- _Task statement_
Within the listing, how many lines include "before"? Please answer with a bare number.
►
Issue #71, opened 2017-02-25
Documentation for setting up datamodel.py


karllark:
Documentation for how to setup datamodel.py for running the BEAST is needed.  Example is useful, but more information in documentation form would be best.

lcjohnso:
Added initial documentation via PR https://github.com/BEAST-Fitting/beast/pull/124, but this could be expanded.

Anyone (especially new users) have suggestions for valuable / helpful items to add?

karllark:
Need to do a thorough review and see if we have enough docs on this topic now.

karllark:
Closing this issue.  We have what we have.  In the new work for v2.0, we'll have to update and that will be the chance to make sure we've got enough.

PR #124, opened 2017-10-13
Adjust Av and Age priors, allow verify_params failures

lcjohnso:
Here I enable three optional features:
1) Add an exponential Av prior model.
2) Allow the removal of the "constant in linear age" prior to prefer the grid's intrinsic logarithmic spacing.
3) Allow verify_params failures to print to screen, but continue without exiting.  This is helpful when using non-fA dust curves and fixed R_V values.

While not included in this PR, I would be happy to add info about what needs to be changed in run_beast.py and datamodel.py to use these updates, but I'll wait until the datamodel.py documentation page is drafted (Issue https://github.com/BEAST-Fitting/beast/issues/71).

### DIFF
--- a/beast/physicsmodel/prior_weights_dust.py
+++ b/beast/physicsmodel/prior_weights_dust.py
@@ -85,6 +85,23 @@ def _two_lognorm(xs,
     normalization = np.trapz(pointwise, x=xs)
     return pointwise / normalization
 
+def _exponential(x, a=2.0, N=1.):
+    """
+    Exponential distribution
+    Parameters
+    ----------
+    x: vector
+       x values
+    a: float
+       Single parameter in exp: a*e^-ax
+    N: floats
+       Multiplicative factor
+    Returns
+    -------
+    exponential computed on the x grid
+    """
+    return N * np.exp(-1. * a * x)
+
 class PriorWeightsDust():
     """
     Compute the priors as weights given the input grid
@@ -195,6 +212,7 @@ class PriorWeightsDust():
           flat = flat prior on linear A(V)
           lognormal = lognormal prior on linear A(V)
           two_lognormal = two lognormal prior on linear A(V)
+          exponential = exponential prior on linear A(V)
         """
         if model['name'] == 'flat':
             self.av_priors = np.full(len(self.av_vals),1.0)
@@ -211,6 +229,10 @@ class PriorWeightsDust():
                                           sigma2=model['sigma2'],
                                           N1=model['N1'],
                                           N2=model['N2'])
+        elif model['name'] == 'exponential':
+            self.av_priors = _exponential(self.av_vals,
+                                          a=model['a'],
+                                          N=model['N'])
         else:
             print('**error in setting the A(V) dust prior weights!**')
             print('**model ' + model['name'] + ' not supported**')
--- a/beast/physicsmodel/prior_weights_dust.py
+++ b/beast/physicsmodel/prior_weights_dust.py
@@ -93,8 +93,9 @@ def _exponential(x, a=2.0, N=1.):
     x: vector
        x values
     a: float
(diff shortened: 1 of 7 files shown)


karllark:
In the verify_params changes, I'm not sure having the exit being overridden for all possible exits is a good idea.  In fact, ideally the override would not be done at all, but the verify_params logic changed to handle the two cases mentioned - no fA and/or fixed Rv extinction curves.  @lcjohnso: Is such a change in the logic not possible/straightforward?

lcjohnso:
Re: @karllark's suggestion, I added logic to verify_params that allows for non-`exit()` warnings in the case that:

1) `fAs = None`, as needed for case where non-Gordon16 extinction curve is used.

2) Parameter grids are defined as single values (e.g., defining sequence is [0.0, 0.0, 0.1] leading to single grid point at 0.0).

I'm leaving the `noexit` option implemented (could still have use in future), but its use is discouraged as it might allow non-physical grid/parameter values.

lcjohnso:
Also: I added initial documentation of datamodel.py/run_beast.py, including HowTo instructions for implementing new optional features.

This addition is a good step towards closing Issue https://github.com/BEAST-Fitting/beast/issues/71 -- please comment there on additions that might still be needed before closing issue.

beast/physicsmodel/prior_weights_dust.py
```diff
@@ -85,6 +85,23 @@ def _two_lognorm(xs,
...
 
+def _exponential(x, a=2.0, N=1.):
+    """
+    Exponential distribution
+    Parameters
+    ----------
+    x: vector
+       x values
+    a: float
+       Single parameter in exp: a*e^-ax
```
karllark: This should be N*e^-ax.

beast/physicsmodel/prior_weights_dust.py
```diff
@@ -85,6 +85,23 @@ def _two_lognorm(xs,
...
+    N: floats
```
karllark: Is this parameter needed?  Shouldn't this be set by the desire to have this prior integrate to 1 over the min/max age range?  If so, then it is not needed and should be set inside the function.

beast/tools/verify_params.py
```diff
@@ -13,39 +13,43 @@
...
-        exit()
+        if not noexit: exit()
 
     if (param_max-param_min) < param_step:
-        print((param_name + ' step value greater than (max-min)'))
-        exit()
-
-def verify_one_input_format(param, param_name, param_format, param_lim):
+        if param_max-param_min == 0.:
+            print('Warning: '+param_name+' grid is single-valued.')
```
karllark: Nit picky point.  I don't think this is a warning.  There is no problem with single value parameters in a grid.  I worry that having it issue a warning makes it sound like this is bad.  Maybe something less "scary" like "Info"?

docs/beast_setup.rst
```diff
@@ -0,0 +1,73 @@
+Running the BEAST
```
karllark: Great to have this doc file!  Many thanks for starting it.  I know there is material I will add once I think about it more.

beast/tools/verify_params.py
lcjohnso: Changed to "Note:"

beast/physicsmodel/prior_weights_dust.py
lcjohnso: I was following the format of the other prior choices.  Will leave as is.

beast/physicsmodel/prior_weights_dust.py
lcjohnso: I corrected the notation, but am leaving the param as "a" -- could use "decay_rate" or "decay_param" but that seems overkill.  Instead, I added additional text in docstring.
◄
►
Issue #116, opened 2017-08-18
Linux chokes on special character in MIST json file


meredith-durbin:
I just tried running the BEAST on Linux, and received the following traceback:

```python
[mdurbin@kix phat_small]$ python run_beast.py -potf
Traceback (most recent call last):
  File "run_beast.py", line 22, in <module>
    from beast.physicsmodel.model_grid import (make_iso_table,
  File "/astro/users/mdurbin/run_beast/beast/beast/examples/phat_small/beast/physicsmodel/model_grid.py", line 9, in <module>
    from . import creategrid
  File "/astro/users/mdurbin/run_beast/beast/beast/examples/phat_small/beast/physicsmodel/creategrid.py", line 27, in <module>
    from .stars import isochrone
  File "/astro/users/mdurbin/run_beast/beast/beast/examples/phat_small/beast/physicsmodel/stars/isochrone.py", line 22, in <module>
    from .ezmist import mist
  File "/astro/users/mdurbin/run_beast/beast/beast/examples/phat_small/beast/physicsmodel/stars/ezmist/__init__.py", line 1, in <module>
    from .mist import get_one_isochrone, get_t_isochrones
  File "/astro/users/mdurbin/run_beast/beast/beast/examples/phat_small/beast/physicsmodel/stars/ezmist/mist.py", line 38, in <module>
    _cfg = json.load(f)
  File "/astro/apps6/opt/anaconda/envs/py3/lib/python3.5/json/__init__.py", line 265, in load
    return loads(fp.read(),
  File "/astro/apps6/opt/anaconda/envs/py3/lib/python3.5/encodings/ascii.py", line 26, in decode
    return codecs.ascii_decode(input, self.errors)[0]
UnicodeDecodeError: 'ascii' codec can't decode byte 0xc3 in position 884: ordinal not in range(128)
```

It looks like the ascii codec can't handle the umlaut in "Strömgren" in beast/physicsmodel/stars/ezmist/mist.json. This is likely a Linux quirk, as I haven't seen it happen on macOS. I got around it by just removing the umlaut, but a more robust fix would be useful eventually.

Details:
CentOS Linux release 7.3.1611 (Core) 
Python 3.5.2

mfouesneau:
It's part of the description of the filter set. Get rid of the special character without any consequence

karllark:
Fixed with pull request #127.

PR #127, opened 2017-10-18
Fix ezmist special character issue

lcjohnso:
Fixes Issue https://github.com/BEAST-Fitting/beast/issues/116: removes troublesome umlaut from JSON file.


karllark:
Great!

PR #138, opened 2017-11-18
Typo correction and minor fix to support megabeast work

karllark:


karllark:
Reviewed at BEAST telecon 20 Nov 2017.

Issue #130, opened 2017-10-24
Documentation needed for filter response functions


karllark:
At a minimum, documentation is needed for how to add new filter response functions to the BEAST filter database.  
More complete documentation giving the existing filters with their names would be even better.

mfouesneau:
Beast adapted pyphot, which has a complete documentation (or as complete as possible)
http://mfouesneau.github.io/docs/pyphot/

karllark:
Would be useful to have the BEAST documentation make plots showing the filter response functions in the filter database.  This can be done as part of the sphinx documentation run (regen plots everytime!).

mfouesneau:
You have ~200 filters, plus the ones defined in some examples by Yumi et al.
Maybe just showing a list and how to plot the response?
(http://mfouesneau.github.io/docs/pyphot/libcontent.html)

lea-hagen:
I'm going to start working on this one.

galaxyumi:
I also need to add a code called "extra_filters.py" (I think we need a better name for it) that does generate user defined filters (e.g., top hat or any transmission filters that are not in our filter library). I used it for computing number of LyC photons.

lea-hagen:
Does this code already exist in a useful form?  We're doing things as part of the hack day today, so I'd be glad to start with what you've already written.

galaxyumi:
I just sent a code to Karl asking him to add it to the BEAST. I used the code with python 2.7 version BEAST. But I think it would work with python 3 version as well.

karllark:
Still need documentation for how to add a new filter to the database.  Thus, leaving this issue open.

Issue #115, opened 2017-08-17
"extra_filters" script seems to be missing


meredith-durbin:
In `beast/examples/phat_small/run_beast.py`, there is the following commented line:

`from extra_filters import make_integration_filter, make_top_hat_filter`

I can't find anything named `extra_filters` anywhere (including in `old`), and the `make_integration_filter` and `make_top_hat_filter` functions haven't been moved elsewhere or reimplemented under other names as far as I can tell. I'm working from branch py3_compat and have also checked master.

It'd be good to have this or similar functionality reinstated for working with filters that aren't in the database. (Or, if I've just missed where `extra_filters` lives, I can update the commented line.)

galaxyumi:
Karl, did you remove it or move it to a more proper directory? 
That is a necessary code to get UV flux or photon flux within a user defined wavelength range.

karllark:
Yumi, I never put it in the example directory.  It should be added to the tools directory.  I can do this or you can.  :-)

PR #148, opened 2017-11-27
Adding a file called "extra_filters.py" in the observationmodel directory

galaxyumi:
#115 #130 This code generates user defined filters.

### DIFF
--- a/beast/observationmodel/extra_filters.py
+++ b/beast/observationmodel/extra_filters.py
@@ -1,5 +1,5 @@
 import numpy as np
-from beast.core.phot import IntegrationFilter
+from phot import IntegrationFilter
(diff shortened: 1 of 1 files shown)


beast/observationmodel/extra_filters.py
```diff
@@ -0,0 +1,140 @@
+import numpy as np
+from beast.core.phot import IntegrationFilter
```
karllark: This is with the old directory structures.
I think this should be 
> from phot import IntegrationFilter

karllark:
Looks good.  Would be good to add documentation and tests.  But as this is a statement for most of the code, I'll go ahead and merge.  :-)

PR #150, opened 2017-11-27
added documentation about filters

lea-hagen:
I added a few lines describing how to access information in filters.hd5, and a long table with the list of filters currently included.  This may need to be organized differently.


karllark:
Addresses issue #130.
◄
►
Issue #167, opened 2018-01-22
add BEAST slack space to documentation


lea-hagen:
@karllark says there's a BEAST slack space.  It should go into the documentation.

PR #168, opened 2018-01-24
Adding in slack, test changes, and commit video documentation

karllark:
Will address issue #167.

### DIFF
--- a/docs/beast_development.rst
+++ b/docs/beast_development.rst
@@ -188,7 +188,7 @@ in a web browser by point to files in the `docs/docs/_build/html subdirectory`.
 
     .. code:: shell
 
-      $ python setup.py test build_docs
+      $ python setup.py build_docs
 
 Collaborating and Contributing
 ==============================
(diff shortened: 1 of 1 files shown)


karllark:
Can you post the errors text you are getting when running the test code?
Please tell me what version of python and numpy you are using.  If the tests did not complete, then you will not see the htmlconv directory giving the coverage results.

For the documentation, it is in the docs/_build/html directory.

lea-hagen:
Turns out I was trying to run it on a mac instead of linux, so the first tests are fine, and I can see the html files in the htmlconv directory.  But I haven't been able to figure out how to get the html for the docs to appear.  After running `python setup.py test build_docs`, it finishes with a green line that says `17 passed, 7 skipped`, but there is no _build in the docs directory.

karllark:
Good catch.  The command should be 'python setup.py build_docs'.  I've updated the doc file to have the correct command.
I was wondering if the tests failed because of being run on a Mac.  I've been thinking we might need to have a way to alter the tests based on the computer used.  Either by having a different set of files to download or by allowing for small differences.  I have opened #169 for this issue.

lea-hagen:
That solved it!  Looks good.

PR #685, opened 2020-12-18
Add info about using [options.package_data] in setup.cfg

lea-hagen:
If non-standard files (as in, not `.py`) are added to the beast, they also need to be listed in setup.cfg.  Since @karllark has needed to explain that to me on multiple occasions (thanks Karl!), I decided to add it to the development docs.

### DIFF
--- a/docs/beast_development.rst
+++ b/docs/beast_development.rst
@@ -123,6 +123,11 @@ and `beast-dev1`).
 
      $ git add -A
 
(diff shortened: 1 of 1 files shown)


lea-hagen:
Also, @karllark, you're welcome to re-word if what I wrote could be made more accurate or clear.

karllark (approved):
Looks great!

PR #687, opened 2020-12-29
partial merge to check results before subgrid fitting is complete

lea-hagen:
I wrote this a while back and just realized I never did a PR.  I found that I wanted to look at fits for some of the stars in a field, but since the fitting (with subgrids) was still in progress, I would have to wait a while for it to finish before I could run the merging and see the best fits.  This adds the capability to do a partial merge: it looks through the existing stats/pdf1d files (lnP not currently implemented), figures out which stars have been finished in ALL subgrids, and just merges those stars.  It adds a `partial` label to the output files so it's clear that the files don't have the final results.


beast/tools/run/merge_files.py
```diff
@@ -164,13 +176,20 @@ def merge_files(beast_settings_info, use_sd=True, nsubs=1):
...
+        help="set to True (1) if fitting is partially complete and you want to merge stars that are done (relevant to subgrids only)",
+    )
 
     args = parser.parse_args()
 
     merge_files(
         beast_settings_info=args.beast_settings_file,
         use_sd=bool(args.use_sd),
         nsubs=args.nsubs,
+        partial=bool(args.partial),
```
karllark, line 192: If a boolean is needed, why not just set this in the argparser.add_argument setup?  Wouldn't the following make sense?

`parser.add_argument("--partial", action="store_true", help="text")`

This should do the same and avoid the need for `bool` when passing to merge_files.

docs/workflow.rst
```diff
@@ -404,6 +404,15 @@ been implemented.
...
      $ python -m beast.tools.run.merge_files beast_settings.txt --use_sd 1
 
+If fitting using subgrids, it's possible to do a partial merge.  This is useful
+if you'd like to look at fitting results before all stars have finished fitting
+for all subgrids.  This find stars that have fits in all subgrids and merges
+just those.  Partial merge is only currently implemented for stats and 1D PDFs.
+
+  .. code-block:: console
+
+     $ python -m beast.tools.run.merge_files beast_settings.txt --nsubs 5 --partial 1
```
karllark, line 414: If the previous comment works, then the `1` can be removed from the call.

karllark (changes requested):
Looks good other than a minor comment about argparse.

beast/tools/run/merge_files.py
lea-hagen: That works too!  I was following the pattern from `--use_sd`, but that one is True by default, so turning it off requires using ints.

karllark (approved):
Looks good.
◄
- _Your solution_
4